(RAW DATA begins)

PR #9005, opened 2026-04-21
LibWeb: Parse visual-box in overflow-clip-margin

mikiubo:
Support content-box, padding-box, and border-box in overflow-clip-margin parsing, including combinations with length.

(RAW DATA ends)

**WHAT IS EXPECTED**
Please retype all of the material above, keeping it exact.

**SOLUTION**
PR #9005, opened 2026-04-21
LibWeb: Parse visual-box in overflow-clip-margin

mikiubo:
Support content-box, padding-box, and border-box in overflow-clip-margin parsing, including combinations with length.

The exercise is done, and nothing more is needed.